(Collected data)
PR #406, opened 2024-10-04
split MODESW into MODESW.CAP and MODESW.INT

tariqkurd-repo:
MODESW is difficult to implement in higher performance implementations as it causes a lot of uncertainty in pre-decode and decode about which mode is currently being entered. It also causes a long sequential path through a wide-issue decode packet, compared with entering a specific mode which makes it much easier to determine the mode for each instruction.

Therefore it is split into two which directly enter the named mode MODESW.CAP for cap mode and MODESW.INT for int mode, so that instructions can be decoded much more easily.

It was only a single encoding before to try and reduced the 16-bit encoding space for C.MODESW. This is guaranteed not to be accepted without showing significant code-size reduction or performance improvement as part of the standardisation process.

Only using 32-bit encodings means we can add a second encoding, and so be specific about which mode to enter.


arichardson (approved):
Since there are no arguments encoding space should not matter. I'm happy with this change since I don't think switching without knowing the target mode is ever useful.

@jrtc27 @jonwoodruff what do you think?

andresag01 (approved):

PeterRugg:
Chatting around the office, @jonwoodruff, @gameboo and I are happy.

Issue #416, opened 2024-10-10
dfinc updating not very clear


tariqkurd-repo:
dinfc is written to to control the cheri mode to enter when entering debug mode, and also reports the current cheri mode when in debug mode.

this table needs updating:

![image](https://github.com/user-attachments/assets/5efe12e9-1bcd-4f20-85b1-1285bba0005e)

but also, what do we do about writing caps which don't have X permission, or, for RV32 have invalid permission bits to dfinc.
or are untagged? what should the rules be?

One option is to ignore all writes and only allow MODESW.* to write to it.
This seems the simplest approach.

This is the part which needs clarification:

<img width="638" alt="image" src="https://github.com/user-attachments/assets/f5a00550-a02f-46ab-89a5-ea55321b861e">

tariqkurd-repo:
PR merged

arichardson:
If you include `Fixes: #N` or `Closes: #N` in the commit message when merging, it will autoclose the linked issue.

PR #417, opened 2024-10-10
clarify writes to dinfc

tariqkurd-repo:
https://github.com/riscv/riscv-cheri/issues/416


src/debug-integration.adoc
```diff
@@ -185,8 +185,12 @@ If {cheri_default_ext_name} is implemented:
 ** This only needs doing once after resetting the core.
 * The <<m_bit>> is used on debug mode entry to determine which CHERI execution mode to enter.
 
-The <<m_bit>> is the only writeable field in <<dinfc>>.
-Therefore if {cheri_default_ext_name} is not implemented then it is read-write with no writeable fields.
+The <<m_bit>> is the only writeable field in <<dinfc>>:
+
+* It is only updated on a <<CSRRW>> write _if_ the capability being written has a valid <<m_bit>>.
```
arichardson, line 190:
```suggestion
* It is only updated on a <<CSRRW>> write _if_ the capability being written is an <<infinite-cap>> capability. 
```
Should we add this constraint (which implies valid permissions encoding with M) or do we just ignore all other bits?

src/debug-integration.adoc
```diff
@@ -185,8 +185,12 @@ If {cheri_default_ext_name} is implemented:
...
+* If any other CSR instruction is used, or if the written <<m_bit>> is not valid then <<dinfc>> is not updated.
```
arichardson, line 191:
```suggestion
* If any other CSR instruction is used, or if the written capability is not <<infinite-cap>> then <<dinfc>> is not updated.
```

arichardson (commented):
Not sure if we need to restrict it to infinite caps, but might make more sense? 

Alternatively I'd suggest using `permissions encoding includes the <<m_bit>>` instead of `has a valid <<m_bit>>`.

src/debug-integration.adoc
tariqkurd-repo: we now have a new approach, I'll put a comment below

src/debug-integration.adoc
tariqkurd-repo: we now have a new approach, I'll put a comment below

tariqkurd-repo:
We've had an internal review on this, and what it would really take to be able to write debug software.

The previous spec didn't specify whether MODESW.* updated the execution of the next instruction, or delayed the update to the next entry into debug mode

We spent some time discussing how to update dinfc, as checking for a full infinite-cap is quite expensive in hardware.
Our conclusion was to not update dinfc, and *require* MODESW.* in debug mode

The point is that not requiring MODESW.* means that the debugger won't be able to rely on them. It will have to try and execute one, see if it gets an error and then fall back to dong the CSR RMW sequence to update dinfc. Or just not both with them.

So we've gone for the simple approach of requiring them, having them update M in dinfc, and making that observable by reading dinfc.

arichardson (approved):
I like this simplification

src/riscv-hybrid-integration.adoc
```diff
@@ -278,18 +278,16 @@ All CSR instructions cause CHERI exceptions if the <<pcc>> does not grant
...
 {cheri_cap_mode_name} is controlled by the <<m_bit>> in <<dinfc>>.
-Implementations may optionally support switching CHERI execution mode by
-executing <<MODESW_CAP>> or <<MODESW_INT>> from the program buffer.
 
 The current mode can be read from <<dinfc>>.
 
 ifdef::cheri_v9_annotations[]
 NOTE: *CHERI v9 Note:* The mode change instructions <<MODESW_CAP>> and <<MODESW_INT>> are new
-and the requirement to optionally support it in debug mode is also new.
+and the requirement to support it in debug mode is also new.
```
tariqkurd-repo, line 290:
```suggestion
and the requirement to support them in debug mode is also new.
```

Issue #402, opened 2024-10-02
SCBNDSI redundancy?


nwf:
`SCBNDSI` has a 5-bit immediate, `uimm`, and a gated (by `s`) shift-by-4 operation, in
https://github.com/riscv/riscv-cheri/blob/1c43ce2fe5688057d6108a5f901574f2dac0acd0/src/insns/scbnds_32bit.adoc?plain=1#L43 which means that there are two ways to request bound lengths of `0` (unshifed or shifted 0) and `16` (unshifed 16, shifted 1).  Perhaps "shifted 0" and "shifted 1" could be put to better use (as requests for `512` and `528`, say)?

arichardson:
Avoiding redundant encodings here would be nice and I agree that having shifted zero be `512` would make a lot of sense here. Not sure how much that increases decoder complexity, but if we are already special casing, maybe we could also have shifted 1 be something more useful like `1024` or `4096`?

davidchisnall:
I'd like to see some distribution of object sizes before thinking about adding that.  And it will probably be different on 32- and 64-bit systems.  It might be worth marking those as explicitly invalid encodings that are reserved for future expansion.

arichardson:
> I'd like to see some distribution of object sizes before thinking about adding that. And it will probably be different on 32- and 64-bit systems. It might be worth marking those as explicitly invalid encodings that are reserved for future expansion.

That is a good argument - I believe @jonwoodruff did some analysis here.
For now I've opened a PR to reserve these encodings.

jonwoodruff:
These are data samples from Spec2006, averaging distributions from each of 10 benchmarks.

This first set is for flat "bits of precision". It starts at 1 bit because we assume signed values.  12 reaches 100% because we're just measuring the used sizes in RISC-V code generation from CHERI ISA-v9, which only has a 12-bit immediate.

 | 1 | 2 | 3 | 4 | 5 | 6 | 7 | 8 | 9 | 10 | 11 | 12 
-- | -- | -- | -- | -- | -- | -- | -- | -- | -- | -- | -- | --
incoffseti | 0.14% | 41.46% | 47.54% | 53.55% | 62.63% | 69.90% | 72.67% | 76.13% | 87.26% | 97.36% | 98.02% | 100.00%

[...]

PR #418, opened 2024-10-10
Reserve redundant SCBNDSI encodings

arichardson:
These encodings could be used for larger values such as 512 in the future.

See https://github.com/riscv/riscv-cheri/issues/402

CC: @nwf @davidchisnall


tariqkurd-repo (approved):

nwf (approved):
Seems OK to me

### Your instructions
Having read the entries above, restate them all word for word.

### Response area
PR #406, opened 2024-10-04
split MODESW into MODESW.CAP and MODESW.INT

tariqkurd-repo:
MODESW is difficult to implement in higher performance implementations as it causes a lot of uncertainty in pre-decode and decode about which mode is currently being entered. It also causes a long sequential path through a wide-issue decode packet, compared with entering a specific mode which makes it much easier to determine the mode for each instruction.

Therefore it is split into two which directly enter the named mode MODESW.CAP for cap mode and MODESW.INT for int mode, so that instructions can be decoded much more easily.

It was only a single encoding before to try and reduced the 16-bit encoding space for C.MODESW. This is guaranteed not to be accepted without showing significant code-size reduction or performance improvement as part of the standardisation process.

Only using 32-bit encodings means we can add a second encoding, and so be specific about which mode to enter.


arichardson (approved):
Since there are no arguments encoding space should not matter. I'm happy with this change since I don't think switching without knowing the target mode is ever useful.

@jrtc27 @jonwoodruff what do you think?

andresag01 (approved):

PeterRugg:
Chatting around the office, @jonwoodruff, @gameboo and I are happy.

Issue #416, opened 2024-10-10
dfinc updating not very clear


tariqkurd-repo:
dinfc is written to to control the cheri mode to enter when entering debug mode, and also reports the current cheri mode when in debug mode.

this table needs updating:

![image](https://github.com/user-attachments/assets/5efe12e9-1bcd-4f20-85b1-1285bba0005e)

but also, what do we do about writing caps which don't have X permission, or, for RV32 have invalid permission bits to dfinc.
or are untagged? what should the rules be?

One option is to ignore all writes and only allow MODESW.* to write to it.
This seems the simplest approach.

This is the part which needs clarification:

<img width="638" alt="image" src="https://github.com/user-attachments/assets/f5a00550-a02f-46ab-89a5-ea55321b861e">

tariqkurd-repo:
PR merged

arichardson:
If you include `Fixes: #N` or `Closes: #N` in the commit message when merging, it will autoclose the linked issue.

PR #417, opened 2024-10-10
clarify writes to dinfc

tariqkurd-repo:
https://github.com/riscv/riscv-cheri/issues/416


src/debug-integration.adoc
```diff
@@ -185,8 +185,12 @@ If {cheri_default_ext_name} is implemented:
 ** This only needs doing once after resetting the core.
 * The <<m_bit>> is used on debug mode entry to determine which CHERI execution mode to enter.
 
-The <<m_bit>> is the only writeable field in <<dinfc>>.
-Therefore if {cheri_default_ext_name} is not implemented then it is read-write with no writeable fields.
+The <<m_bit>> is the only writeable field in <<dinfc>>:
+
+* It is only updated on a <<CSRRW>> write _if_ the capability being written has a valid <<m_bit>>.
```
arichardson, line 190:
```suggestion
* It is only updated on a <<CSRRW>> write _if_ the capability being written is an <<infinite-cap>> capability. 
```
Should we add this constraint (which implies valid permissions encoding with M) or do we just ignore all other bits?

src/debug-integration.adoc
```diff
@@ -185,8 +185,12 @@ If {cheri_default_ext_name} is implemented:
...
+* If any other CSR instruction is used, or if the written <<m_bit>> is not valid then <<dinfc>> is not updated.
```
arichardson, line 191:
```suggestion
* If any other CSR instruction is used, or if the written capability is not <<infinite-cap>> then <<dinfc>> is not updated.
```

arichardson (commented):
Not sure if we need to restrict it to infinite caps, but might make more sense? 

Alternatively I'd suggest using `permissions encoding includes the <<m_bit>>` instead of `has a valid <<m_bit>>`.

src/debug-integration.adoc
tariqkurd-repo: we now have a new approach, I'll put a comment below

src/debug-integration.adoc
tariqkurd-repo: we now have a new approach, I'll put a comment below

tariqkurd-repo:
We've had an internal review on this, and what it would really take to be able to write debug software.

The previous spec didn't specify whether MODESW.* updated the execution of the next instruction, or delayed the update to the next entry into debug mode

We spent some time discussing how to update dinfc, as checking for a full infinite-cap is quite expensive in hardware.
Our conclusion was to not update dinfc, and *require* MODESW.* in debug mode

The point is that not requiring MODESW.* means that the debugger won't be able to rely on them. It will have to try and execute one, see if it gets an error and then fall back to dong the CSR RMW sequence to update dinfc. Or just not both with them.

So we've gone for the simple approach of requiring them, having them update M in dinfc, and making that observable by reading dinfc.

arichardson (approved):
I like this simplification

src/riscv-hybrid-integration.adoc
```diff
@@ -278,18 +278,16 @@ All CSR instructions cause CHERI exceptions if the <<pcc>> does not grant
...
 {cheri_cap_mode_name} is controlled by the <<m_bit>> in <<dinfc>>.
-Implementations may optionally support switching CHERI execution mode by
-executing <<MODESW_CAP>> or <<MODESW_INT>> from the program buffer.
 
 The current mode can be read from <<dinfc>>.
 
 ifdef::cheri_v9_annotations[]
 NOTE: *CHERI v9 Note:* The mode change instructions <<MODESW_CAP>> and <<MODESW_INT>> are new
-and the requirement to optionally support it in debug mode is also new.
+and the requirement to support it in debug mode is also new.
```
tariqkurd-repo, line 290:
```suggestion
and the requirement to support them in debug mode is also new.
```

Issue #402, opened 2024-10-02
SCBNDSI redundancy?


nwf:
`SCBNDSI` has a 5-bit immediate, `uimm`, and a gated (by `s`) shift-by-4 operation, in
https://github.com/riscv/riscv-cheri/blob/1c43ce2fe5688057d6108a5f901574f2dac0acd0/src/insns/scbnds_32bit.adoc?plain=1#L43 which means that there are two ways to request bound lengths of `0` (unshifed or shifted 0) and `16` (unshifed 16, shifted 1).  Perhaps "shifted 0" and "shifted 1" could be put to better use (as requests for `512` and `528`, say)?

arichardson:
Avoiding redundant encodings here would be nice and I agree that having shifted zero be `512` would make a lot of sense here. Not sure how much that increases decoder complexity, but if we are already special casing, maybe we could also have shifted 1 be something more useful like `1024` or `4096`?

davidchisnall:
I'd like to see some distribution of object sizes before thinking about adding that.  And it will probably be different on 32- and 64-bit systems.  It might be worth marking those as explicitly invalid encodings that are reserved for future expansion.

arichardson:
> I'd like to see some distribution of object sizes before thinking about adding that. And it will probably be different on 32- and 64-bit systems. It might be worth marking those as explicitly invalid encodings that are reserved for future expansion.

That is a good argument - I believe @jonwoodruff did some analysis here.
For now I've opened a PR to reserve these encodings.

jonwoodruff:
These are data samples from Spec2006, averaging distributions from each of 10 benchmarks.

This first set is for flat "bits of precision". It starts at 1 bit because we assume signed values.  12 reaches 100% because we're just measuring the used sizes in RISC-V code generation from CHERI ISA-v9, which only has a 12-bit immediate.

 | 1 | 2 | 3 | 4 | 5 | 6 | 7 | 8 | 9 | 10 | 11 | 12 
-- | -- | -- | -- | -- | -- | -- | -- | -- | -- | -- | -- | --
incoffseti | 0.14% | 41.46% | 47.54% | 53.55% | 62.63% | 69.90% | 72.67% | 76.13% | 87.26% | 97.36% | 98.02% | 100.00%

[...]

PR #418, opened 2024-10-10
Reserve redundant SCBNDSI encodings

arichardson:
These encodings could be used for larger values such as 512 in the future.

See https://github.com/riscv/riscv-cheri/issues/402

CC: @nwf @davidchisnall


tariqkurd-repo (approved):

nwf (approved):
Seems OK to me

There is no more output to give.